The encoding is typically defaulted to what's specified in System.Web.Globalization.contentEncoding in web.config and that encoding is applied to the output sent to the client. This is always true unless you override the Response.ContentEncoding explicitly. Typically UTF-8 is the right choice because it works fairly reliably with Unicode text from all over the world. It's rare that you'd want to change this.

Most of the time this is what you want especially with HTML content. ASP.NET will take your generated output which is Unicode and then encode it into the specified Encoding and add the Charset. No problem for HTML page output with this or even XML output.

If you want to surpress the character set you can explicitly set it to null:

Response.ContentType = "text/html";
Response.Charset = null;

This encoding occurs as part fot he ASP.NET pipeline and Response processing . So, I have a custom handler implementation - an Ajax CallbackHandler class - that returns Json and it too generates charset=utf-8. Now some content shouldn't be UTF 8 encoded. JSON for example uses its own internal encoding for extended characters using Unicode escape sequences so UTF-8 encoding strictly shouldn't be necessary. However leaving UTF-8 enabled isn't going to hurt either except a tiny bit of overhead looking at the output and basically leaving it alone <s>.

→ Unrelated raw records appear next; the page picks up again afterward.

PR #17, opened 2024-03-16
Hunter + Focus

ToxicKevinFerm:
Impelements FocusBar as a resource, with a base in Energy,

Ready to be merged.

Adds

1. Focus as Hunter resource
2. BM Mastery
3. MM Mastery
4. SV Mastery
5. All* talents (might have missed one, and disregarding the no dps ones)
6. All* Glyphs (dps related, could add more for sim purpose maybe)
7. All new DPS abilities
8. T11 Set bonus
9. Everything uses Focus

I want to start working on stuff around it, like adding potions etc. and it'd be easier if we got this merged so other people can look at it too.
Not 100% by any means, but it's a good way there.


sim/core/character.go
```diff
@@ -466,6 +466,13 @@ func (character *Character) Finalize() {
 		})
 	}
 
+	if character.Class == proto.Class_ClassHunter {
+		character.Env.RegisterPostFinalizeEffect(func() {
+			character.focusBar.setupFocusThresholds()
+		})
+	}
```
rosenrusinov, line 473: Does this have to be here and not in the class file? I see the rogue one was also here but we can probably move it out as well? I'm not a fan of class specific code in the core

sim/core/focus.go
```diff
@@ -2,41 +2,120 @@ package core
...
 	nextFocusTick time.Duration
+	isPlayer bool
+
+	// Multiplies focus regen from ticks.
+	FocusTickMultiplier float64
 
-	regenMetrics  *ResourceMetrics
-	refundMetrics *ResourceMetrics
+	regenMetrics        *ResourceMetrics
+	FocusRefundMetrics *ResourceMetrics
```
rosenrusinov, line 38: do you need this to be public?

sim/core/focus.go
```diff
@@ -2,41 +2,120 @@ package core
...
-		onFocusGain:   onFocusGain,
-		regenMetrics:  unit.NewEnergyMetrics(ActionID{OtherID: proto.OtherAction_OtherActionFocusRegen}),
-		refundMetrics: unit.NewEnergyMetrics(ActionID{OtherID: proto.OtherAction_OtherActionRefund}),
+		unit:                 unit,
+		maxFocus:            max(100, maxFocus),
+		FocusTickMultiplier: 1,
+		isPlayer: isPlayer,
+		baseFocusPerSecond: baseFocusPerSecond,
+		regenMetrics:         unit.NewFocusMetrics(ActionID{OtherID: proto.OtherAction_OtherActionFocusRegen}),
+		FocusRefundMetrics:  unit.NewFocusMetrics(ActionID{OtherID: proto.OtherAction_OtherActionRefund}),
```
rosenrusinov, line 51: it looks like your auto formating is not running properly I see weird indents here

sim/core/focus.go
```diff
@@ -73,85 +184,91 @@ func (fb *focusBar) SpendFocus(sim *Simulation, amount float64, metrics *Resourc
 	}
 
 	newFocus := fb.currentFocus - amount
-	metrics.AddEvent(-amount, -amount)
+	//metrics.AddEvent(-amount, -amount)
 
 	if sim.Log != nil {
-		fb.unit.Log(sim, "Spent %0.3f focus from %s (%0.3f --> %0.3f).", amount, metrics.ActionID, fb.currentFocus, newFocus)
+		//fb.unit.Log(sim, "Spent %0.3f focus from %s (%0.3f --> %0.3f).", amount, metrics.ActionID, fb.currentFocus, newFocus)
```
rosenrusinov, line 190: i think commenting this will remove focus from the timeline as the timeline is parsed from logs

sim/core/focus.go
```diff
@@ -73,85 +184,91 @@ func (fb *focusBar) SpendFocus(sim *Simulation, amount float64, metrics *Resourc
 	}
 
 	newFocus := fb.currentFocus - amount
-	metrics.AddEvent(-amount, -amount)
+	//metrics.AddEvent(-amount, -amount)
```
rosenrusinov, line 187: Why is this commented out?

sim/hunter/arcane_shot.go
```diff
@@ -0,0 +1,46 @@
...
+		},
+
+		BonusCritRating: 0,
+		DamageMultiplierAdditive: 1,
+		DamageMultiplier: dmgMultiplier,
+		CritMultiplier: hunter.CritMultiplier(true, true, false),
+		ThreatMultiplier: 1,
+
+		ApplyEffects: func(sim *core.Simulation, target *core.Unit, spell *core.Spell) {
+			wepDmg := hunter.AutoAttacks.Ranged().CalculateWeaponDamage(sim, spell.RangedAttackPower(target))
```
rosenrusinov, line 39: Not normalized? Just asking to make sure

sim/core/focus.go
ToxicKevinFerm: Youre right, it wanted to use prettier for some reason because of a config file in root.. Fixing

sim/hunter/aspects.go
```diff
@@ -0,0 +1,42 @@
...
+}
+
+// Todo: Implement Aspect of the Fox?
+
+func (hunter *Hunter) applySharedAspectConfig(isHawk bool, aura *core.Aura) {
+	if isHawk {
+		aura.OnReset = func(aura *core.Aura, sim *core.Simulation) {
+			aura.Activate(sim)
+		}
+	}
```
rosenrusinov, line 38: I would remove this part as it was for the old non APL rotations. Apl should now specify the Aspect cast in the Pre-pull actions

sim/hunter/cata_items.go
```diff
@@ -0,0 +1,47 @@
...
+			})
+		},
+		4: func(agent core.Agent) {
+			hunter := agent.(HunterAgent).GetHunter()
+			hunter.RegisterAura(core.Aura{
+				Label:    "T11 4pc",
+				Duration: core.NeverExpires,
+				OnReset: func(aura *core.Aura, sim *core.Simulation) {
+					aura.Activate(sim)
+				},
```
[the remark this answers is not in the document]
rosenrusinov: Looking at this im not sure i like this implementation. Cant you check for the set in the registration of those spells and just assing the correct cast time if the set is equipped

sim/hunter/cata_items.go
```diff
@@ -0,0 +1,47 @@
...
+				OnGain: func(aura *core.Aura, sim *core.Simulation) {
+					hunter.SerpentSting.BonusCritRating += 0.05
+				},
+				OnExpire: func(aura *core.Aura, sim *core.Simulation) {
+					hunter.SerpentSting.BonusCritRating -= 0.05
+				},
```
rosenrusinov, line 25: same comments as the 4pc bonus

rosenrusinov: also when working with `BonusCritRating` its prefered to do `N * core.CritRatingPerCritChange`

sim/hunter/hunter.go
```diff
@@ -79,53 +92,50 @@ func (hunter *Hunter) GetHunter() *Hunter {
...
+	}
+	if hunter.Talents.FerociousInspiration && hunter.Pet != nil {
+		raidBuffs.FerociousInspiration = true
+	}
 }
 func (hunter *Hunter) AddPartyBuffs(_ *proto.PartyBuffs) {
 }
+func (hunter *Hunter) CalculateMasteryPoints() float64 {
+	return hunter.GetStat(stats.Mastery) / core.MasteryRatingPerMasteryPoint
+}
```
rosenrusinov, line 106: why is there mastery related stuff in the core hunter?

sim/hunter/cata_items.go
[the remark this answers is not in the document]
ToxicKevinFerm: > Looking at this im not sure i like this implementation. Cant you check for the set in the registration of those spells and just assing the correct cast time if the set is equipped

I wasn't sure that was a thing, but definitely

sim/hunter/hunter.go
```diff
@@ -139,53 +149,34 @@ func NewHunter(character *core.Character, options *proto.Player, hunterOptions *
...
+		OffHand:         hunter.WeaponFromOffHand(0),
+		Ranged:          rangedWeapon,
+		//ReplaceMHSwing:  hunter.TryRaptorStrike, //Todo: Might be weaving
+		AutoSwingRanged: true,
+	})
+
+	hunter.AutoAttacks.RangedConfig().ApplyEffects = func(sim *core.Simulation, target *core.Unit, spell *core.Spell) {
+		baseDamage := hunter.RangedWeaponDamage(sim, spell.RangedAttackPower(target)) +
+			spell.BonusWeaponDamage()
+		spell.CalcAndDealDamage(sim, target, baseDamage, spell.OutcomeRangedHitAndCrit)
```
rosenrusinov, line 176: do you need to do this if you're not changing it from the default implementation? Wotlk/Sod do this to add the Ammo bonus damage which seems to be gone now

sim/hunter/cata_items.go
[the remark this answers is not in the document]
rosenrusinov: Yeah we have a method that can be called during registration (make sure to cache the value if you want to use is in ApplyEffects as its expensive) `class.HasSetBonus(ItemSetWhatever, 4)`

sim/hunter/hunter.go
ToxicKevinFerm: So I can use it more than once in the upper parts. I can remove it np though

sim/core/focus.go
rosenrusinov: which makes me think you probably want to look into the TS files to see where we parse resource metrics if you have to add something new for focus (even tho focus is not a new resource so should be there)

sim/hunter/kill_command.go
```diff
@@ -0,0 +1,52 @@
...
+				GCD: time.Second,
+			},
+			CD: core.Cooldown{
+				Timer:    hunter.NewTimer(),
+				Duration: time.Second * 6,
+			},
+		},
+		ExtraCastCondition: func(sim *core.Simulation, target *core.Unit) bool {
+			return true
+		},
```
rosenrusinov, line 38: not needed if it just returns true

sim/hunter/kill_command.go
```diff
@@ -0,0 +1,52 @@
...
+		DamageMultiplierAdditive: 1 + (float64(hunter.Talents.ImprovedKillCommand) * 0.05),
+		CritMultiplier:   hunter.CritMultiplier(false, false, false),
+		ThreatMultiplier: 1,
+		ApplyEffects: func(sim *core.Simulation, target *core.Unit, spell *core.Spell) {
+			if hunter.Talents.KillingStreak > 0 {
+				if !hunter.KillingStreakCounterAura.IsActive() {
+					hunter.KillingStreakCounterAura.Activate(sim)
+				}
```
rosenrusinov, line 46: Why are you checking if the aura is not active? Should this not refresh the duration of the aura? Activate already checks if the aura is active and refreshes instead

sim/hunter/kill_shot.go
```diff
@@ -0,0 +1,79 @@
...
+
+import (
+	"time"
+
+	"github.com/wowsims/cata/sim/core"
+	"github.com/wowsims/cata/sim/core/proto"
+)
+
+func (hunter *Hunter) registerKillShotSpell() {
+	if hunter.HasPrimeGlyph(proto.HunterPrimeGlyph_GlyphOfKillShot) {
```
rosenrusinov, line 11: when doing registers based on a condition we usually prefer the Early Exit Pattern:
```
func (hunter *Hunter) registerKillShotSpell() {
	if hunter.HasPrimeGlyph(proto.HunterPrimeGlyph_GlyphOfKillShot) {
        	return;
	}
        spellImpl...
```

rosenrusinov: ahh i just saw this is an extra condition on the spell and not the spell itself you can ignore

sim/hunter/kill_shot.go
```diff
@@ -0,0 +1,79 @@
...
+			Duration: time.Second * 6,
+		}
+		ksReset := hunter.RegisterAura(core.Aura{
+			Label: "Kill Shot Glyph",
+			Icd: &icd,
+			Duration: time.Second,
+			OnGain: func(aura *core.Aura, sim *core.Simulation) {
+				hunter.KillShot.CD.Reset()
+			},
+		})
```
rosenrusinov, line 23: What is the reason this is implemented as a 1 second aura instead of ust calling `hunter.KillShot.CD.Reset()` instead of applying an aura that does it

sim/hunter/kill_shot.go
```diff
@@ -0,0 +1,79 @@
...
+			Label: "Kill Shot Glyph Activator",
+			Duration: core.NeverExpires,
+			OnReset: func(aura *core.Aura, sim *core.Simulation) {
+				aura.Activate(sim)
+			},
+			OnSpellHitDealt: func(aura *core.Aura, sim *core.Simulation, spell *core.Spell, result *core.SpellResult) {
+				if spell == hunter.KillShot {
+					if ksReset.Icd.IsReady(sim) {
+						ksReset.Icd.Use(sim)
+						ksReset.Activate(sim)
```
rosenrusinov, line 34: you can just call `hunter.KillShot.CD.Reset()` instead of applying this aura. The only reason for an aura i would see is to show this in the metrics but maybe we can do this smarter as well as it feels a bit overkill to do it with an aura

sim/hunter/kill_shot.go
```diff
@@ -0,0 +1,79 @@
...
+		CritMultiplier: 1,//  hunter.critMultiplier(true, true, false),
+		ThreatMultiplier: 1,
+		// https://web.archive.org/web/20120207222124/http://elitistjerks.com/f74/t110306-hunter_faq_cataclysm_edition_read_before_asking_questions/
+		ApplyEffects: func(sim *core.Simulation, target *core.Unit, spell *core.Spell) {
+			// (100% weapon dmg + 45% RAP + 543) * 150%
+			normalizedWeaponDamage := hunter.AutoAttacks.Ranged().CalculateNormalizedWeaponDamage(sim, spell.RangedAttackPower(target))
+			rapBonusDamage := spell.RangedAttackPower(target) * 0.45
+			flatBonus := 543.0
+
+			baseDamage := (normalizedWeaponDamage + rapBonusDamage + flatBonus) * 1.5
```
rosenrusinov, line 75: the ` * 1.5` should be moved out of the dynamic multipliers into the static `DamageMultiplier` of the spell config

sim/hunter/marksmanship/aimed_shot.go
```diff
@@ -0,0 +1,58 @@
...
+func (hunter *MarksmanshipHunter) registerAimedShotSpell(timer *core.Timer) {
+	if hunter.HasPrimeGlyph(proto.HunterPrimeGlyph_GlyphOfAimedShot) {
+		focusMetrics := hunter.NewFocusMetrics(core.ActionID{SpellID: 42897})
+		hunter.RegisterAura(core.Aura{
+		OnSpellHitDealt: func(aura *core.Aura, sim *core.Simulation, spell *core.Spell, result *core.SpellResult) {
+			if spell == hunter.AimedShot && result.DidCrit() {
+				hunter.AddFocus(sim, 5, focusMetrics)
+			}
+		},
+		})
```
rosenrusinov, line 19: i might be remembering wrong but i think every aura needs atleast a `Label`

sim/hunter/marksmanship/chimera_shot.go
```diff
@@ -20,31 +20,27 @@ func (hunter *Hunter) registerChimeraShotSpell() {
...
+		DamageMultiplier: 1,
+		CritMultiplier:   hunter.CritMultiplier(true, true, false),
 		ThreatMultiplier: 1,
 
 		ApplyEffects: func(sim *core.Simulation, target *core.Unit, spell *core.Spell) {
 			baseDamage := 0.2*spell.RangedAttackPower(target) +
 				hunter.AutoAttacks.Ranged().BaseDamage(sim) +
-				hunter.AmmoDamageBonus +
 				spell.BonusWeaponDamage()
 			baseDamage *= 1.25
```
rosenrusinov, line 45: this `1.25` multiplier can be moved to the static spell DamageMultiplier instead of here

sim/hunter/marksmanship/chimera_shot.go
```diff
@@ -62,20 +58,18 @@ func (hunter *Hunter) registerChimeraShotSpell() {
 	})
 }
 
-func (hunter *Hunter) chimeraShotSerpentStingSpell() *core.Spell {
+func (hunter *MarksmanshipHunter) chimeraShotSerpentStingSpell() *core.Spell {
```
rosenrusinov, line 61: I'm not sure how this spell works in cata so i might be wrong but isnt this supposed to do % of the total damage of Serpent Sting? You can check the SOD implementation for how we do it there

sim/hunter/marksmanship/marksmanship.go
```diff
@@ -22,20 +22,66 @@ func RegisterMarksmanshipHunter() {
...
 	}
 	mmHunter.MarksmanshipOptions = mmOptions
-
 	return mmHunter
 }
+func (mmHunter *MarksmanshipHunter) Initialize() {
+	mmHunter.Hunter.Initialize()
+
+	mmHunter.aimedShotTimer = mmHunter.NewTimer()
+	mmHunter.registerAimedShotSpell(mmHunter.aimedShotTimer)
```
rosenrusinov, line 76: the only reason for passing this timemr would be if you want to pass it to another spell and make them share CD. If its used in a single spell its better to not pass anything and create a new timer in the spell registration

rosenrusinov: If you want to reset the timer of the AimedShot then you can just do `hunter.AimedShot.CD.Reset()` so you dont need to hold a reference to this timer in the MM struct

sim/hunter/marksmanship/marksmanship.go
```diff
@@ -22,20 +22,66 @@ func RegisterMarksmanshipHunter() {
...
+	mmHunter.registerChimeraShotSpell()
+	mmHunter.applyMastery()
+}
 
 type MarksmanshipHunter struct {
 	*hunter.Hunter
+
+	aimedShotTimer *core.Timer
```
rosenrusinov, line 84: above comment applies to this reference. Is it really needed?

sim/hunter/arcane_shot.go
ToxicKevinFerm: https://www.wowhead.com/cata/spell=3044/arcane-shot Little bit unclear here. The modifier seems to be not normalized, but effect 1 is. Idk which to use here, gotta revisit it

sim/hunter/rapid_fire.go
```diff
@@ -24,13 +24,12 @@ func (hunter *Hunter) registerRapidFireCD() {
 		OnGain: func(aura *core.Aura, sim *core.Simulation) {
 			aura.Unit.MultiplyRangedSpeed(sim, hasteMultiplier)
 
-			if manaMetrics != nil {
-				manaPerTick := 0.02 * float64(hunter.Talents.RapidRecuperation) * hunter.MaxMana()
+			if focusMetrics != nil {
 				core.StartPeriodicAction(sim, core.PeriodicActionOptions{
```
rosenrusinov, line 28: I know you havent changed this but its a bug fix i did for other periodic actions like this one.
define a PA var above the aura and in the OnGain assing the periodic action you start to this var and on the expire do `pa.Cancel(sim)` to make sure if for some reason the aura is removed before its original expiration time it properly stops the regen as well (I had to fix a couple of those on the SoD fork)

sim/hunter/marksmanship/chimera_shot.go
ToxicKevinFerm: Actually it doesnt in Cata, shouldnt be there at all, removing it.

sim/hunter/steady_shot.go
```diff
@@ -0,0 +1,59 @@
...
+				}
+			}
+			baseDamage := hunter.AutoAttacks.Ranged().CalculateWeaponDamage(sim, spell.RangedAttackPower(target)) + (280 + spell.RangedAttackPower(target) * 0.021)
+			focus := 9.0
+			if hunter.Talents.Termination != 0 && sim.IsExecutePhase25() {
+				focus = float64(hunter.Talents.Termination) * 3
+			}
+			hunter.AddFocus(sim, focus, ssMetrics)
+			result := spell.CalcDamage(sim, target, baseDamage, spell.OutcomeRangedHitAndCrit)
+			spell.DealDamage(sim, result)
```
rosenrusinov, line 56: If you're not doing anything with the result you can just do `spell.CalcAndDealDamage`.

Now that I look at this lots of your ranged spells are missing travel time. You can check how to implement that from the SOD fork (I did implement them all with travel time even if the missile speed is not entirely correct)

sim/hunter/survival/black_arrow.go
```diff
@@ -0,0 +1,74 @@
...
+				Label: "Black Arrow Dot",
+			},
+			NumberOfTicks: 10,
+			TickLength:    time.Second * 2,
+			OnSnapshot: func(sim *core.Simulation, target *core.Unit, dot *core.Dot, isRollover bool) {
+				// https://web.archive.org/web/20120207222124/http://elitistjerks.com/f74/t110306-hunter_faq_cataclysm_edition_read_before_asking_questions/
+				//  66.5% RAP + 2849 (total damage) - changed 6/28 in 4.2 (based off spell crit multiplier, modified by toxicology)
+				// https://wago.tools/db2/SpellEffect?build=4.4.0.53750&filter[SpellID]=exact%3A3674&page=1
+				baseDamage := 2849.0
+				rap := dot.Spell.Unit.GetStat(stats.RangedAttackPower)
```
rosenrusinov, line 53: You should use the dedicated function in spell for getting any AttackPower (be it melee or ranged) as it includes extra bonuses you are currently missing when you just grab the stat

sim/hunter/survival/black_arrow.go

Things are a little different though if you send binary content of course. Binary content is not encoded so automatic encoding isn't applied. This is true when you use BinaryWrite or write directly to the Response.Outputstream in some fashion. Fairly obvious. But it can get weird when you end up writing text out this way as I had to do today.

I noticed something odd as I was looking at a module implementation that provides script compression. This module basically intercepts requests to a certain URL pattern and based on that generates its output - in this case compressed JavaScript from embedded resources (similar to what the MS AJAX ScriptHandler does). The output is either the raw JavaScript text (retrieved from a Resource or a file) or the GZipped content both of which are either directly created or cached. In effect the data is also a bunch of raw bytes rather than text.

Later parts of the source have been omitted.